─── Data ───

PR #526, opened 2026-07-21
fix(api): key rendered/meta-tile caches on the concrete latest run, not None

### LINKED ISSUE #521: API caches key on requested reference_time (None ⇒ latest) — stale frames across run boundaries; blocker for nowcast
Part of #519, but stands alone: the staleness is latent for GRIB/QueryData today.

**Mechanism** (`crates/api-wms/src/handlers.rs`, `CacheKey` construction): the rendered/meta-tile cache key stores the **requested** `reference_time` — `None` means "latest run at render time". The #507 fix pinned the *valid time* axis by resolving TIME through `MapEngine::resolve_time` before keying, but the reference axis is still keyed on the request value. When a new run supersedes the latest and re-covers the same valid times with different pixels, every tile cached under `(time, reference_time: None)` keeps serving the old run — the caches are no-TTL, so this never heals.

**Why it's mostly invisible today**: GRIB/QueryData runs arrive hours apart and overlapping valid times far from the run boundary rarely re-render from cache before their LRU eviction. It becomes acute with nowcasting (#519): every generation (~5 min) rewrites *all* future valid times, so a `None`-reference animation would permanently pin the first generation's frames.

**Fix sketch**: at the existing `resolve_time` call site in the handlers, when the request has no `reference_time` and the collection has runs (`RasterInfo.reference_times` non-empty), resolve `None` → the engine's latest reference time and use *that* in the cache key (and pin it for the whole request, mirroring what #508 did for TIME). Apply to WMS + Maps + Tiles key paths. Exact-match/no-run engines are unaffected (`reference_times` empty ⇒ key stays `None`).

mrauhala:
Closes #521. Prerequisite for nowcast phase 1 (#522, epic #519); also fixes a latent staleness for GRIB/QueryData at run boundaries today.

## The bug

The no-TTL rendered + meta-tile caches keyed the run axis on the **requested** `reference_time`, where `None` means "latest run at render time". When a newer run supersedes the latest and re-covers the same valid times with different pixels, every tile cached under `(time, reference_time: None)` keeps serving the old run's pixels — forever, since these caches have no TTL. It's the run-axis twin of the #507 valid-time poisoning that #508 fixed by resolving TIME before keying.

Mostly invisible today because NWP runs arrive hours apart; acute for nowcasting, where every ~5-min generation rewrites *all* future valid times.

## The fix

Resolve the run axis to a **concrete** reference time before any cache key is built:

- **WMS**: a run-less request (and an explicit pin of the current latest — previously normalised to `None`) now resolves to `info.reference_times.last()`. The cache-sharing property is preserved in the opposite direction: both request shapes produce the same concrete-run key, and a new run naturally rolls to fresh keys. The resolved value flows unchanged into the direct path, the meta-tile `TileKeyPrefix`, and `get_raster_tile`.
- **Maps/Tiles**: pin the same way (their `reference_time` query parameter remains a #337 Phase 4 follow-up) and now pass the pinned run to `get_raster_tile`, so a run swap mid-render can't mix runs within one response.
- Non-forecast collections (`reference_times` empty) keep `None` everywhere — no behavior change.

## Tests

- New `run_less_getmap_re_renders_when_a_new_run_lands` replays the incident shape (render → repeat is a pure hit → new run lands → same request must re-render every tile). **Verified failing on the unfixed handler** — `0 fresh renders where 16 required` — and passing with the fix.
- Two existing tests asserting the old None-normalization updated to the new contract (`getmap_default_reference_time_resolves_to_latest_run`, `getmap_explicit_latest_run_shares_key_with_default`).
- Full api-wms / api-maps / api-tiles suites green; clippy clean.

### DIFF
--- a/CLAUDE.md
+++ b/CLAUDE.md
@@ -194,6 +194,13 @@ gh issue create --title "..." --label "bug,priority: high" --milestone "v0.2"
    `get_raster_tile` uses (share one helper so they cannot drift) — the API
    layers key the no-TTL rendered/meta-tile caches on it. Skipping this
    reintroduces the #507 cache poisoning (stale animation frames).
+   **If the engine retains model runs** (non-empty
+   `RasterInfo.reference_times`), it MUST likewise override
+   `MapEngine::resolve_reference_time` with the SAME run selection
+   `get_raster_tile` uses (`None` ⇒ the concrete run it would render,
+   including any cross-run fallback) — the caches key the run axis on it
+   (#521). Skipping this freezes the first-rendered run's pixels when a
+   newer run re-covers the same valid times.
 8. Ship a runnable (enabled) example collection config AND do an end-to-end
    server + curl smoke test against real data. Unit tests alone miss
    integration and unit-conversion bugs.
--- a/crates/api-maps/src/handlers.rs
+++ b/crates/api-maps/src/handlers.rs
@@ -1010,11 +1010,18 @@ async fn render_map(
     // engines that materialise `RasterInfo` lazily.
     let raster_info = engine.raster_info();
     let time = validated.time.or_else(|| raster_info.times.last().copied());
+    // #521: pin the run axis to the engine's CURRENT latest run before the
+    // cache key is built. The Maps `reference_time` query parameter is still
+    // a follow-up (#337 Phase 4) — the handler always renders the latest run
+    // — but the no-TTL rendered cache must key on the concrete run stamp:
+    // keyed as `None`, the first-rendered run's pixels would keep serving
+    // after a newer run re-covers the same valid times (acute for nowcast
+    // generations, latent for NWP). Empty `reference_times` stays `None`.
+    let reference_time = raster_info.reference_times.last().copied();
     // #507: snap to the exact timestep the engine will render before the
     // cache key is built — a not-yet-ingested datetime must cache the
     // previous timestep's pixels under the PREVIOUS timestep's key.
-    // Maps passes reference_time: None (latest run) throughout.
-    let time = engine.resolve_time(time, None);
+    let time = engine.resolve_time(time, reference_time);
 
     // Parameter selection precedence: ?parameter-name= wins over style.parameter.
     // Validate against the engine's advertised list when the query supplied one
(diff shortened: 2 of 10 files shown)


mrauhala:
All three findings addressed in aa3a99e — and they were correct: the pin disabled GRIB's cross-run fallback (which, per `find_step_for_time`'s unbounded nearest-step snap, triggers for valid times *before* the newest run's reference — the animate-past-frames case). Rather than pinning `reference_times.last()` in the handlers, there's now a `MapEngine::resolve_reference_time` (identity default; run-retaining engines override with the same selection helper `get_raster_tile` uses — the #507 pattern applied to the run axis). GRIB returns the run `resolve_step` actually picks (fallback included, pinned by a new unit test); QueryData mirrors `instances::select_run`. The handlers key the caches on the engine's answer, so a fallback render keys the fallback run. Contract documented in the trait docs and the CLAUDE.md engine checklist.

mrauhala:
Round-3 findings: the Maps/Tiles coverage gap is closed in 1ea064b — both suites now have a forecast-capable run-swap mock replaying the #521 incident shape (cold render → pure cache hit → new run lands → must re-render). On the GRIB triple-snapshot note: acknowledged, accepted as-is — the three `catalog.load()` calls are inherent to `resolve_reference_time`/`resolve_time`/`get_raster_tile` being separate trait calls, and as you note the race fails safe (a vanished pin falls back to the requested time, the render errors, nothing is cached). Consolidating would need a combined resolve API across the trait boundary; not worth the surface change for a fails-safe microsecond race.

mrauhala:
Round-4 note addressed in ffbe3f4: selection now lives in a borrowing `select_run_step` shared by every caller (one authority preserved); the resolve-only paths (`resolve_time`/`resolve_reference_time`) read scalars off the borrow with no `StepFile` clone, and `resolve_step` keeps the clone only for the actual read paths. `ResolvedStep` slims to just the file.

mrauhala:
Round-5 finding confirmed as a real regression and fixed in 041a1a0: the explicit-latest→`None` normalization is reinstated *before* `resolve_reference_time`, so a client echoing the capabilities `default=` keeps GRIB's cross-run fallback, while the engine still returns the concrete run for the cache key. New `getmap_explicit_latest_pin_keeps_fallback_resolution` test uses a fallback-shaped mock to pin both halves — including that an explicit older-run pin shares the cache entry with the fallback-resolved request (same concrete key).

───

Work task: All of the data above is to be given again, word for word.

Exercise answer:
PR #526, opened 2026-07-21
fix(api): key rendered/meta-tile caches on the concrete latest run, not None

### LINKED ISSUE #521: API caches key on requested reference_time (None ⇒ latest) — stale frames across run boundaries; blocker for nowcast
Part of #519, but stands alone: the staleness is latent for GRIB/QueryData today.

**Mechanism** (`crates/api-wms/src/handlers.rs`, `CacheKey` construction): the rendered/meta-tile cache key stores the **requested** `reference_time` — `None` means "latest run at render time". The #507 fix pinned the *valid time* axis by resolving TIME through `MapEngine::resolve_time` before keying, but the reference axis is still keyed on the request value. When a new run supersedes the latest and re-covers the same valid times with different pixels, every tile cached under `(time, reference_time: None)` keeps serving the old run — the caches are no-TTL, so this never heals.

**Why it's mostly invisible today**: GRIB/QueryData runs arrive hours apart and overlapping valid times far from the run boundary rarely re-render from cache before their LRU eviction. It becomes acute with nowcasting (#519): every generation (~5 min) rewrites *all* future valid times, so a `None`-reference animation would permanently pin the first generation's frames.

**Fix sketch**: at the existing `resolve_time` call site in the handlers, when the request has no `reference_time` and the collection has runs (`RasterInfo.reference_times` non-empty), resolve `None` → the engine's latest reference time and use *that* in the cache key (and pin it for the whole request, mirroring what #508 did for TIME). Apply to WMS + Maps + Tiles key paths. Exact-match/no-run engines are unaffected (`reference_times` empty ⇒ key stays `None`).

mrauhala:
Closes #521. Prerequisite for nowcast phase 1 (#522, epic #519); also fixes a latent staleness for GRIB/QueryData at run boundaries today.

## The bug

The no-TTL rendered + meta-tile caches keyed the run axis on the **requested** `reference_time`, where `None` means "latest run at render time". When a newer run supersedes the latest and re-covers the same valid times with different pixels, every tile cached under `(time, reference_time: None)` keeps serving the old run's pixels — forever, since these caches have no TTL. It's the run-axis twin of the #507 valid-time poisoning that #508 fixed by resolving TIME before keying.

Mostly invisible today because NWP runs arrive hours apart; acute for nowcasting, where every ~5-min generation rewrites *all* future valid times.

## The fix

Resolve the run axis to a **concrete** reference time before any cache key is built:

- **WMS**: a run-less request (and an explicit pin of the current latest — previously normalised to `None`) now resolves to `info.reference_times.last()`. The cache-sharing property is preserved in the opposite direction: both request shapes produce the same concrete-run key, and a new run naturally rolls to fresh keys. The resolved value flows unchanged into the direct path, the meta-tile `TileKeyPrefix`, and `get_raster_tile`.
- **Maps/Tiles**: pin the same way (their `reference_time` query parameter remains a #337 Phase 4 follow-up) and now pass the pinned run to `get_raster_tile`, so a run swap mid-render can't mix runs within one response.
- Non-forecast collections (`reference_times` empty) keep `None` everywhere — no behavior change.

## Tests

- New `run_less_getmap_re_renders_when_a_new_run_lands` replays the incident shape (render → repeat is a pure hit → new run lands → same request must re-render every tile). **Verified failing on the unfixed handler** — `0 fresh renders where 16 required` — and passing with the fix.
- Two existing tests asserting the old None-normalization updated to the new contract (`getmap_default_reference_time_resolves_to_latest_run`, `getmap_explicit_latest_run_shares_key_with_default`).
- Full api-wms / api-maps / api-tiles suites green; clippy clean.

### DIFF
--- a/CLAUDE.md
+++ b/CLAUDE.md
@@ -194,6 +194,13 @@ gh issue create --title "..." --label "bug,priority: high" --milestone "v0.2"
    `get_raster_tile` uses (share one helper so they cannot drift) — the API
    layers key the no-TTL rendered/meta-tile caches on it. Skipping this
    reintroduces the #507 cache poisoning (stale animation frames).
+   **If the engine retains model runs** (non-empty
+   `RasterInfo.reference_times`), it MUST likewise override
+   `MapEngine::resolve_reference_time` with the SAME run selection
+   `get_raster_tile` uses (`None` ⇒ the concrete run it would render,
+   including any cross-run fallback) — the caches key the run axis on it
+   (#521). Skipping this freezes the first-rendered run's pixels when a
+   newer run re-covers the same valid times.
 8. Ship a runnable (enabled) example collection config AND do an end-to-end
    server + curl smoke test against real data. Unit tests alone miss
    integration and unit-conversion bugs.
--- a/crates/api-maps/src/handlers.rs
+++ b/crates/api-maps/src/handlers.rs
@@ -1010,11 +1010,18 @@ async fn render_map(
     // engines that materialise `RasterInfo` lazily.
     let raster_info = engine.raster_info();
     let time = validated.time.or_else(|| raster_info.times.last().copied());
+    // #521: pin the run axis to the engine's CURRENT latest run before the
+    // cache key is built. The Maps `reference_time` query parameter is still
+    // a follow-up (#337 Phase 4) — the handler always renders the latest run
+    // — but the no-TTL rendered cache must key on the concrete run stamp:
+    // keyed as `None`, the first-rendered run's pixels would keep serving
+    // after a newer run re-covers the same valid times (acute for nowcast
+    // generations, latent for NWP). Empty `reference_times` stays `None`.
+    let reference_time = raster_info.reference_times.last().copied();
     // #507: snap to the exact timestep the engine will render before the
     // cache key is built — a not-yet-ingested datetime must cache the
     // previous timestep's pixels under the PREVIOUS timestep's key.
-    // Maps passes reference_time: None (latest run) throughout.
-    let time = engine.resolve_time(time, None);
+    let time = engine.resolve_time(time, reference_time);
 
     // Parameter selection precedence: ?parameter-name= wins over style.parameter.
     // Validate against the engine's advertised list when the query supplied one
(diff shortened: 2 of 10 files shown)


mrauhala:
All three findings addressed in aa3a99e — and they were correct: the pin disabled GRIB's cross-run fallback (which, per `find_step_for_time`'s unbounded nearest-step snap, triggers for valid times *before* the newest run's reference — the animate-past-frames case). Rather than pinning `reference_times.last()` in the handlers, there's now a `MapEngine::resolve_reference_time` (identity default; run-retaining engines override with the same selection helper `get_raster_tile` uses — the #507 pattern applied to the run axis). GRIB returns the run `resolve_step` actually picks (fallback included, pinned by a new unit test); QueryData mirrors `instances::select_run`. The handlers key the caches on the engine's answer, so a fallback render keys the fallback run. Contract documented in the trait docs and the CLAUDE.md engine checklist.

mrauhala:
Round-3 findings: the Maps/Tiles coverage gap is closed in 1ea064b — both suites now have a forecast-capable run-swap mock replaying the #521 incident shape (cold render → pure cache hit → new run lands → must re-render). On the GRIB triple-snapshot note: acknowledged, accepted as-is — the three `catalog.load()` calls are inherent to `resolve_reference_time`/`resolve_time`/`get_raster_tile` being separate trait calls, and as you note the race fails safe (a vanished pin falls back to the requested time, the render errors, nothing is cached). Consolidating would need a combined resolve API across the trait boundary; not worth the surface change for a fails-safe microsecond race.

mrauhala:
Round-4 note addressed in ffbe3f4: selection now lives in a borrowing `select_run_step` shared by every caller (one authority preserved); the resolve-only paths (`resolve_time`/`resolve_reference_time`) read scalars off the borrow with no `StepFile` clone, and `resolve_step` keeps the clone only for the actual read paths. `ResolvedStep` slims to just the file.

mrauhala:
Round-5 finding confirmed as a real regression and fixed in 041a1a0: the explicit-latest→`None` normalization is reinstated *before* `resolve_reference_time`, so a client echoing the capabilities `default=` keeps GRIB's cross-run fallback, while the engine still returns the concrete run for the cache key. New `getmap_explicit_latest_pin_keeps_fallback_resolution` test uses a fallback-shaped mock to pin both halves — including that an explicit older-run pin shares the cache entry with the fallback-resolved request (same concrete key).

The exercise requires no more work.